A reportagem revela que a AstraZeneca impôs uma série de condições para a produção de uma eventual vacina contra a Covid-19 no país. O Ministério da Saúde prevê um repasse de R$ 522,1 milhões para a reforma da estrutura de Bio-Manguinhos, unidade da Fiocruz produtora de imunobiológicos. E R$ 1,3 bilhão cobrirá despesas referentes a pagamentos previstos no contrato de Encomenda Tecnológica. Os valores contemplam a finalização da vacina.
O jornalista Jamil Chade, do portal ‘Uol’, também teve acesso a trechos do memorando.
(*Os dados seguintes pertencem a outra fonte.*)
PR #637, opened 2020-11-02
bumper, Add local git rebase action in bumper gitAction Job

RamLavi:
Currently, if we re-run a gitAction job, it is not rebased
to the most updated master.
Added a local rebase action to fix that.

This PR may break the bumper script, but it's necessary to debug this functionality on the repo
**Release note**:

```release-note
NONE
```

### DIFF
--- a/.github/workflows/component-bumper.yml
+++ b/.github/workflows/component-bumper.yml
@@ -13,6 +13,11 @@ jobs:
 
     - name: Check out code into the Go module directory
       uses: actions/checkout@v2
+      with:
+        ref: master
+
+    - name: Pull latest master
+      run:  git pull --ff-only --rebase origin master
 
     - name: Run bumper script
       run: make ARGS="-config-path=components.yaml -token=${{ secrets.GITHUB_TOKEN }}" auto-bumper


.github/workflows/component-bumper.yml
```diff
@@ -13,6 +13,11 @@ jobs:
 
     - name: Check out code into the Go module directory
       uses: actions/checkout@v2
+      with:
+        ref: master
+
+    - name: Pull latest master
+      run: git pull --rebase origin master
```
phoracek, line 20: I hate rebase commits. Would it make sense to go with --only-ff or do you see it bringing and complications?

.github/workflows/component-bumper.yml
```diff
@@ -13,6 +13,11 @@ jobs:
 
     - name: Check out code into the Go module directory
       uses: actions/checkout@v2
+      with:
+        ref: master
```
phoracek, line 17: What happens once we branch out? Do I need to change this on the branch out? Can we take the branch as a variable from actions?

phoracek (changes requested):

.github/workflows/component-bumper.yml
RamLavi: That's a great idea actually

.github/workflows/component-bumper.yml
RamLavi: do you think we would ever run bumper script from a branch that is not master?
The way I see it, the only case it might be need to do so is on the stable branch, and in that case I thought we would actually prefer to /backport it. what do you think?

.github/workflows/component-bumper.yml
qinqon: Another option is to do a range cherry-pick with all the commits on the PR.

.github/workflows/component-bumper.yml
qinqon: Bumper script on release branch is super difficult since we really don't know what components branch do we have to look at, maybe we can put that information at components.yaml.

.github/workflows/component-bumper.yml
```diff
@@ -13,6 +13,11 @@ jobs:
...
+
+    - name: Pull latest master
```
qinqon, line 19: Add a comment to remove this after everything is working fine.

qinqon (changes requested):
One question I have is what we will do when we have to fix this thing after bumper script is at production.

.github/workflows/component-bumper.yml
phoracek: components.yaml is pointing to the branch we take patches from.

On branch-out of CNAO, we have couple of options:
- Branch out a component for stable release and pin components.yaml to that branch
- Keep taking component from master and only once we are fine with the state of the stable branch, turn it "static" in components.yaml

If you expect this to be too difficult, we can limit this script to the master for now.

RamLavi: if we branch out, then the components.yaml can be different, but if we define that bumper only runs on master and only backport the component-bumps PR we consider safe for stable branch, then I'm not sure it's really needed.
Or maybe I don't catch your drift. Let's further discuss

.github/workflows/component-bumper.yml
RamLavi: oh I may have not been clear - this is not supposed to be a temporary change.
This change will allow us to re-run the same job with the latest master (it doesn't rebase automatically like prow does)

.github/workflows/component-bumper.yml
RamLavi: I think I prefer the `--only-ff` option. 
Done

.github/workflows/component-bumper.yml
phoracek: While master would follow minor releases of our sub-components, stable branch would follow patch releases. So there may be nothing to backport.

Anyway, only now I realized this PR is indeed only working with master. We can follow-up about stable branches later.

phoracek (approved):
/lgtm
/approve
/hold

Please release the hold when you and Quique are ok with this.

.github/workflows/component-bumper.yml
RamLavi: ack. I will work on it on a separate PR, after I make sure this rebase works well

PR #4, opened 2024-02-16
Utilities for multivariate gaussians

richfitz:
Some utilities for working with multivariate gaussians:

* compute the density
* compute the derivative of the density with respect to the parameters (assuming zero mean)

Currently merging into #1 because it contains those commits due to the support for sampling from a multivariate gaussian


R/distributions.R
```diff
@@ -13,3 +13,31 @@ make_rmvnorm <- function(vcv) {
     x + drop(rnorm(n) %*% r)
   }
 }
+
+
+ldmvnorm <- function(x, vcv) {
```
M-Kusumgar, line 18:
```suggestion
# log density multivariate normal
ldmvnorm <- function(x, vcv) {
```

R/distributions.R
```diff
@@ -13,3 +13,31 @@ make_rmvnorm <- function(vcv) {
...
+  dec <- base::chol(vcv)
+  constant <- -sum(log(diag(dec))) - 0.5 * nrow(vcv) * log(2 * pi)
+  function(x) {
+    constant - 0.5 * sum(backsolve(dec, x, transpose = TRUE)^2)
+  }
+}
+
+
+## Not the world's most beautiful name.
+dldmvnormdx <- function(x, vcv) {
```
M-Kusumgar, line 33: perhaps?
```suggestion
deriv_ldmvnorm <- function(x, vcv) {
```

R/distributions.R
```diff
@@ -13,3 +13,31 @@ make_rmvnorm <- function(vcv) {
...
+  make_dldmvnormdx(vcv)(x)
+}
+
+
+make_dldmvnormdx <- function(vcv) {
```
M-Kusumgar, line 38: similarly
```suggestion
make_deriv_ldmvnorm <- function(vcv) {
```

tests/testthat/test-distributions.R
```diff
@@ -29,3 +29,27 @@ test_that("rvnorm produces correct expectation", {
...
   expect_equal(var(r), vcv, tolerance = 0.01)
 })
+
+
+test_that("can compute the log density of a multivariate normal", {
+  vcv <- matrix(c(4, 2, 2, 3), ncol = 2)
+  set.seed(1)
+  x <- matrix(rnorm(20, sd = 10), ncol = 2)
+  expect_equal(apply(x, 1, make_ldmvnorm(vcv)),
+               mvtnorm::dmvnorm(x, sigma = vcv, log = TRUE))
```
M-Kusumgar, line 39: is our implementation of the `rmvnorm` better? wondering why we implemented that in the distributions file

M-Kusumgar (changes requested):
Looks good, would be nice if we had a little bit more explanation on the variable names!

tests/testthat/test-distributions.R
richfitz: Ours caches the decomposition. Later ours will also be translated into C++

M-Kusumgar (approved):
LGTM :)

PR #5, opened 2024-02-16
Basic HMC implementation

richfitz:
Basic HMC implementation. 

~Follows from #1 and #4 and #7~
Follows from #10


R/sampler-hmc.R
```diff
@@ -0,0 +1,222 @@
...
+      }
+      if (debug) {
+        history[i + 1, ] <- pars_next
+      }
+    }
+
+    ## Make a half step for momentum at the end.
+    v_next <- v_next + epsilon * compute_gradient(pars_next) / 2
+
+    ## Negate momentum at end of trajectory to make the proposal symmetric
```
MJomaba, line 84: The negative change can just be dropped here as vm is independently resampled at each step.

richfitz:
Not sure why actions are not running here...

MJomaba (approved):
Code is looking good. Tests on simple Gaussian and banana shaped distribution working well.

Segundo ele, fica claramente estabelecido no documento que a produção realizada pela Fiocruz só poderia atender ao mercado doméstico brasileiro, sem a possibilidade de uma eventual exportação dos produtos.
Além disso, o memorando prevê que toda a propriedade intelectual do imunizante permanecerá com a farmacêutica britânica, e que um acordo ainda estabeleceria o pagamento de royalties. O documento também determina que se a vacina não der resultados, não haverá reembolso.
Segundo a reportagem do ‘Financial Times’, apesar de a AstraZeneca ter prometido não lucrar com o possível imunizante “durante a pandemia”, ela tem o direito de determinar uma data final para o surto. O acordo para a produção de pelo menos 100 milhões de doses da vacina define que o “Período de Pandemia” acabaria em 1º de julho de 2021 e poderia ser estendido apenas se a empresa, “agindo de boa-fé, considerar que a pandemia de SARS-COV-2 não acabou”.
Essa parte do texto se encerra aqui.